基于范围限制的合成数据隐私增强方法 (Privacy Amplification for Synthetic data using Range Restriction)

We introduce a new class of range restricted formal data privacy standards that condition on owner beliefs about sensitive data ranges. By incorporating this additional information, we can provide a stronger privacy guarantee (e.g. an amplification). The range restricted formal privacy standards protect only a subset (or ball) of data values and exclude ranges (or balls) believed to be already publicly known. The privacy standards are designed for the risk-weighted pseudo posterior (model) mechanism (PPM) used to generate synthetic data under an asymptotic Differential (aDP) privacy guarantee. The PPM downweights the likelihood contribution for each record proportionally to its disclosure risk. The PPM is adapted under inclusion of beliefs by adjusting the risk-weighted pseudo likelihood. We introduce two alternative adjustments. The first expresses data owner knowledge of the sensitive range as a probability, $λ$, that a datum value drawn from the underlying generating distribution lies outside the ball or subspace of values that are sensitive. The portion of each datum likelihood contribution deemed sensitive is then $(1-λ) \leq 1$ and is the only portion of the likelihood subject to risk down-weighting. The second adjustment encodes knowledge as the difference in probability masses $P(R) \leq 1$ between the edges of the sensitive range, $R$. We use the resulting conditional (pseudo) likelihood for a sensitive record, which boosts its worst case tail values away from 0. We compare privacy and utility properties for the PPM under the aDP and range restricted privacy standards.

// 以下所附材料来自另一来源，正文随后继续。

PR #567, opened 2020-09-13
Change of name of library

eisneinechse:
With the official inclusion of SVT-AV1 the library changed from svt_av1 to svtav1. This takes this into account


jonoomph:
Another Travis-ci hang for some reason. Merged!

翻译：我们引入了一类新的范围限制形式化数据隐私标准，该标准以数据所有者对敏感数据范围的先验信念为条件。通过融入这一额外信息，我们能够提供更强的隐私保障（例如隐私放大效应）。该范围限制隐私标准仅保护数据值的一个子集（或球形区域），同时排除已被认为公开已知的范围（或球形区域）。该隐私标准专为风险加权伪后验（模型）机制设计，该机制用于在渐近差分隐私保证下生成合成数据。PPM根据每条记录的披露风险按比例降低其似然贡献度。通过调整风险加权伪似然函数，PPM能够适应先验信念的融入。我们提出两种调整方案：第一种将数据所有者对敏感范围的认知量化为概率$λ$，表示从底层生成分布抽取的数据值落在敏感值球体或子空间之外的概率。此时每条数据似然贡献中被视为敏感的部分为$(1-λ) \leq 1$，这也是唯一需要进行风险降权处理的似然部分。第二种调整将知识编码为敏感范围$R$边界上的概率质量差$P(R) \leq 1$。我们利用由此得到的敏感记录条件（伪）似然函数，将其最坏情况下的尾部值从0提升。我们比较了PPM在aDP与范围限制隐私标准下的隐私保护效能与数据效用特性。